> **WORK INSTRUCTION**
Your answer must consist of exactly the lines below, starting with the line with "ross-spencer: If possible" and going on through the line with "Nice work @tw4l.", and nothing else.
[DATA EXTRACTS — start]
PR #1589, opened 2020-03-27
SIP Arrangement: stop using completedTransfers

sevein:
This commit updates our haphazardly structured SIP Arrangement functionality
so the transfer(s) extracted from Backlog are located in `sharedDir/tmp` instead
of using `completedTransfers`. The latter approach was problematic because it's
[DATA EXTRACTS — finish]
[DATA EXTRACTS — start]
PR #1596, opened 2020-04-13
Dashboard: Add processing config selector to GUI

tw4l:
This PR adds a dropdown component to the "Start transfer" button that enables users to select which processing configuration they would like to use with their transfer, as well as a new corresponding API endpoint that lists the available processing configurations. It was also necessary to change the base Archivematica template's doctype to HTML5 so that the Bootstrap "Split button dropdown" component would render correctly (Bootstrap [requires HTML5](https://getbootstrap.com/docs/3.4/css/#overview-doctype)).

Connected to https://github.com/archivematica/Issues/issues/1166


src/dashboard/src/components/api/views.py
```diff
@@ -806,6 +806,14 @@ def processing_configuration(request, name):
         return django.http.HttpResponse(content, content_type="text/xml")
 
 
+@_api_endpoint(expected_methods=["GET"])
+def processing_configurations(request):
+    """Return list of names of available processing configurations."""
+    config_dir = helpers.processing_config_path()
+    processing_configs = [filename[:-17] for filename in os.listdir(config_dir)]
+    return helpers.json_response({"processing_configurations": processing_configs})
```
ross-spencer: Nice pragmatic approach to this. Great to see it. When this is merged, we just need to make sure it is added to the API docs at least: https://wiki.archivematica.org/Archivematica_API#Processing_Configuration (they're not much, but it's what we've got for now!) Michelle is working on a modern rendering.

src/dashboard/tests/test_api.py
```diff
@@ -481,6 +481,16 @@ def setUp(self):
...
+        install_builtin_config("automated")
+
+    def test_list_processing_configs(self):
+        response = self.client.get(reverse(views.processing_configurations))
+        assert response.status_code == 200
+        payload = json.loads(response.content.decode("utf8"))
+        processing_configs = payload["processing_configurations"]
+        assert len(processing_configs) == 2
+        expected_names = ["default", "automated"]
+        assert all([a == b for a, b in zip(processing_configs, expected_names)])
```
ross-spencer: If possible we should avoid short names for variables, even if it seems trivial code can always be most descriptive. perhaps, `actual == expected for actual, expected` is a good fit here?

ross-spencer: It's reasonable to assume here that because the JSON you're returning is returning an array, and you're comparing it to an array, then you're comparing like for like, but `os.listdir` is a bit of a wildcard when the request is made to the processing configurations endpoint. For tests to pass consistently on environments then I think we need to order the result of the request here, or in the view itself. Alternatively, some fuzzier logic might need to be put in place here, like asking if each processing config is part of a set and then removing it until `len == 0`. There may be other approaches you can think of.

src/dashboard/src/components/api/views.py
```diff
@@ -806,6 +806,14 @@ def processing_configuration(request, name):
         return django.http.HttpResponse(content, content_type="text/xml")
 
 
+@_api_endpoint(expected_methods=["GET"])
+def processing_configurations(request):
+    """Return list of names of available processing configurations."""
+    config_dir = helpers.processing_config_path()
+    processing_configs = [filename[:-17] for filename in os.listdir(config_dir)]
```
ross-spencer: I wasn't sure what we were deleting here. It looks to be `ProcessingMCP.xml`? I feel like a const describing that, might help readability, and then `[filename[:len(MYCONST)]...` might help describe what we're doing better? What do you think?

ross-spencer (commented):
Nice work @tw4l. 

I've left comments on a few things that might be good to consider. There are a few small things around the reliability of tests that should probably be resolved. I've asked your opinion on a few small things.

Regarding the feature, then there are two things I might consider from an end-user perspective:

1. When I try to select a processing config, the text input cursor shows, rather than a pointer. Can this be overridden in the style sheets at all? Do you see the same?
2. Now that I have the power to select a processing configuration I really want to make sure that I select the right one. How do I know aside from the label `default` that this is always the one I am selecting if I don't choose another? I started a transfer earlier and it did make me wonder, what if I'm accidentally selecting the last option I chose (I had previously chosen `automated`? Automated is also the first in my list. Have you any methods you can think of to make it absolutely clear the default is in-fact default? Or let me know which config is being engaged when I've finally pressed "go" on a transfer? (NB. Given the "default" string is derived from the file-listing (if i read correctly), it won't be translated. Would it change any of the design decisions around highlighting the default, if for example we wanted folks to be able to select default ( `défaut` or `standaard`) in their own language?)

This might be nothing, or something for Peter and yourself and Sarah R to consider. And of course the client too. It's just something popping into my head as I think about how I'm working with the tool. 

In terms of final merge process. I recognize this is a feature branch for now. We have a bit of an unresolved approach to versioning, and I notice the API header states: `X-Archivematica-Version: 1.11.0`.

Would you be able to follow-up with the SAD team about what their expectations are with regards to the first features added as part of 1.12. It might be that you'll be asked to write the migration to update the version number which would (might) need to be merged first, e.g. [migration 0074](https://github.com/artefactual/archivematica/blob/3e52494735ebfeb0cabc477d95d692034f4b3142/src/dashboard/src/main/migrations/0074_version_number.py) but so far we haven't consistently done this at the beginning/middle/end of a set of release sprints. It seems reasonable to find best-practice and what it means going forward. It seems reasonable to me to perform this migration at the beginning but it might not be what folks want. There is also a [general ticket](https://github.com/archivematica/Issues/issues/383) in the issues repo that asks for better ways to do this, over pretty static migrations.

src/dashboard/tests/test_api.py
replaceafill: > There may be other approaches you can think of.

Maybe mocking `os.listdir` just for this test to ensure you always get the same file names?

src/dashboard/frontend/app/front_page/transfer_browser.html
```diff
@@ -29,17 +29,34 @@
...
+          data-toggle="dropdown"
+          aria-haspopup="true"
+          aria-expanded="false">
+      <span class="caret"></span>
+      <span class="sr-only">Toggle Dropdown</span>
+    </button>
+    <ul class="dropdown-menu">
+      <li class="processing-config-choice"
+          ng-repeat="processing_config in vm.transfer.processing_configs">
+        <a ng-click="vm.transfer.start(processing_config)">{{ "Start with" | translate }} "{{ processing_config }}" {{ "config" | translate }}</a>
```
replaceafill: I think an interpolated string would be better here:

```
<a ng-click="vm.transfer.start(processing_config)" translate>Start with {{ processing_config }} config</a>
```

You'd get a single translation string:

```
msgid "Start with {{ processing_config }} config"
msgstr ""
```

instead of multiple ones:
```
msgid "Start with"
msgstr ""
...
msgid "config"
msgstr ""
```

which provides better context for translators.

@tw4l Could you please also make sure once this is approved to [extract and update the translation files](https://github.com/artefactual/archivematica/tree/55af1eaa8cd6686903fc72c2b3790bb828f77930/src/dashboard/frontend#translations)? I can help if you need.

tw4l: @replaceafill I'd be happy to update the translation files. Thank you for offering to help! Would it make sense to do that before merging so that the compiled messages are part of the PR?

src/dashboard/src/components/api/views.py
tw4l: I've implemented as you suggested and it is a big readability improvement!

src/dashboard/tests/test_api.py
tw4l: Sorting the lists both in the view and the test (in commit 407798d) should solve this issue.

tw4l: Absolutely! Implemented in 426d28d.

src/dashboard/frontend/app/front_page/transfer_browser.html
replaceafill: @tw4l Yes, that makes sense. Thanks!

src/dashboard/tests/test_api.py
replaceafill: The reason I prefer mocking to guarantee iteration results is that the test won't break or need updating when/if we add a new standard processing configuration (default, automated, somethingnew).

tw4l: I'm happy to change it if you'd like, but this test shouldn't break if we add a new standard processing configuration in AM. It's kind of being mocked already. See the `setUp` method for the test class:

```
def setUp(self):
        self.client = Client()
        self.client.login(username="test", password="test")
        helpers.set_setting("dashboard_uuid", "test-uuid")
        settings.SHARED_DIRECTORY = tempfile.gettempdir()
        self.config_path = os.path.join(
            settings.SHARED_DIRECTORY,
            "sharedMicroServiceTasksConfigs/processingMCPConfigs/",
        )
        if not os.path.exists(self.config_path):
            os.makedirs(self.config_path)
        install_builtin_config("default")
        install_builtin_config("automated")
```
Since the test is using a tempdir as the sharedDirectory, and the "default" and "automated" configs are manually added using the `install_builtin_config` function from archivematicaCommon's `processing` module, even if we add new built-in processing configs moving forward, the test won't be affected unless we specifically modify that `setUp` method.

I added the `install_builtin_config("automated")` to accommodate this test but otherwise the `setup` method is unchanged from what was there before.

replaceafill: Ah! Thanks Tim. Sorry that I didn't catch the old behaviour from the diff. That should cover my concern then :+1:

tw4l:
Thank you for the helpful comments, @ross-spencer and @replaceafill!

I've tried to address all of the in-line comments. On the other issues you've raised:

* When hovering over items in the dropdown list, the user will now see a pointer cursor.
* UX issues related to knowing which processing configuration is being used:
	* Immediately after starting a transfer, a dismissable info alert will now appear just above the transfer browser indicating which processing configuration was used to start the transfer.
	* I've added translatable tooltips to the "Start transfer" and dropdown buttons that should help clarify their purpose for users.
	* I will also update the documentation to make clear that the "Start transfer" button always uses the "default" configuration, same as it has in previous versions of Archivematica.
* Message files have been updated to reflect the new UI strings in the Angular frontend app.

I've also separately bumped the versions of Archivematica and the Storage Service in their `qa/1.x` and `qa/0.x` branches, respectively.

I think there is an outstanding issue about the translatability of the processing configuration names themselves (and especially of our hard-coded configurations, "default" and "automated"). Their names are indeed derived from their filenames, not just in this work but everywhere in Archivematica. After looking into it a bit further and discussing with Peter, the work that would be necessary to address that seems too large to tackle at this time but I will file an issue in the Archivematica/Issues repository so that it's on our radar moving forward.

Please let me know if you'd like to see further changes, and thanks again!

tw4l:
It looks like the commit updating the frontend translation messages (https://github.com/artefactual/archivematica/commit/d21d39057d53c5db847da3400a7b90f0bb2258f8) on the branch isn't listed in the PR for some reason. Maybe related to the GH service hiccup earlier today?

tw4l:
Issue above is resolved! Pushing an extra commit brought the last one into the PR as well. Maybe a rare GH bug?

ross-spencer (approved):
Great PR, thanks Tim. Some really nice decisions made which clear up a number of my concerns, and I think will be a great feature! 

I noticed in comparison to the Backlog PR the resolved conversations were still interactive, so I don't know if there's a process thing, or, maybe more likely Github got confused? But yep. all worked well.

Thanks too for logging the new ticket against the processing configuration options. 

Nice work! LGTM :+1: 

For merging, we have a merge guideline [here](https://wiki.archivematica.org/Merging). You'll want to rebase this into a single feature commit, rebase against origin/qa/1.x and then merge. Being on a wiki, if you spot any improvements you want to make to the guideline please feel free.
[DATA EXTRACTS — finish]
> **ANSWER SECTION**
ross-spencer: If possible we should avoid short names for variables, even if it seems trivial code can always be most descriptive. perhaps, `actual == expected for actual, expected` is a good fit here?

ross-spencer: It's reasonable to assume here that because the JSON you're returning is returning an array, and you're comparing it to an array, then you're comparing like for like, but `os.listdir` is a bit of a wildcard when the request is made to the processing configurations endpoint. For tests to pass consistently on environments then I think we need to order the result of the request here, or in the view itself. Alternatively, some fuzzier logic might need to be put in place here, like asking if each processing config is part of a set and then removing it until `len == 0`. There may be other approaches you can think of.

src/dashboard/src/components/api/views.py
```diff
@@ -806,6 +806,14 @@ def processing_configuration(request, name):
         return django.http.HttpResponse(content, content_type="text/xml")
 
 
+@_api_endpoint(expected_methods=["GET"])
+def processing_configurations(request):
+    """Return list of names of available processing configurations."""
+    config_dir = helpers.processing_config_path()
+    processing_configs = [filename[:-17] for filename in os.listdir(config_dir)]
```
ross-spencer: I wasn't sure what we were deleting here. It looks to be `ProcessingMCP.xml`? I feel like a const describing that, might help readability, and then `[filename[:len(MYCONST)]...` might help describe what we're doing better? What do you think?

ross-spencer (commented):
Nice work @tw4l. 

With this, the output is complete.